500,000 home routers have been infected with VPNFilter, malware that steals data and bricks devices
VPNFilter is a sophisticated, multi-stage malware package, part of the new breed of boot-persistent malware
(software that can survive a reboot); it targets home routers and
network-attached storage devices, then steals passwords and logins that
traverse the network and exfiltrates it to the creators’ servers.The malware is capable of bricking the devices it infects, possibly to
prevent forensic analysis, or to simply cut off internet access for
entire regions by bricking every router in a city, state or country.VPNFilter is thought to be the work of a state actor, and is believed to have infected 500,000 devices so far.
Well, this isn’t good.
Antivirus provider Symantec issued its own advisory Wednesday that identified the targeted devices as:
- Linksys E1200
- Linksys E2500
- Linksys WRVS4400N
- Mikrotik RouterOS for Cloud Core Routers: Versions 1016, 1036, and 1072
- Netgear DGN2200
- Netgear R6400
- Netgear R7000
- Netgear R8000
- Netgear WNR1000
- Netgear WNR2000
- QNAP TS251
- QNAP TS439 Pro
- Other QNAP NAS devices running QTS software
- TP-Link R600VPN
Both Cisco and Symantec are advising users of any of these devices to do a factory reset, a process that typically involves holding down a button in the back for five to 10 seconds. Unfortunately, these resets wipe all configuration settings stored in the device, so users will have to reenter the settings once the device restarts.
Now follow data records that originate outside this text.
PR #484, opened 2018-09-25
[WIP] feat: mkt v2 authorization

NicoSantangelo:


webapp/src/components/SettingsPage/SettingsPage.js
```diff
@@ -46,72 +38,54 @@ export default class SettingsPage extends React.PureComponent {
...
+  handleTokenApproval = (checked, contractName, tokenContractName) => {
+    this.props.onApproveToken(checked, contractName, tokenContractName)
   }
 
-  getApproveTransaction() {
-    // Transactions are ordered, the last one corresponds to the last sent
-    const { approveManaTransactions } = this.props.wallet
-    return approveManaTransactions[approveManaTransactions.length - 1]
-  }
+  getPendingTransactions() {
```
NicoSantangelo: Should I leave this here or on the container?

webapp/src/components/BuyParcelByMortgagePage/BuyParcelByMortgagePage.container.js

At a minimum, Symantec said, users of these devices should reboot their devices. That will stop stages 2 and 3 from running, at least until stage 1 manages to reinstall them.
Users should also change all default passwords, be sure their devices are running the latest firmware, and, whenever possible, disable remote administration. (Netgear officials in the past few hours started advising users of “some” router models to turn off remote management. TP-Link officials, meanwhile, said they are investigating the Cisco findings.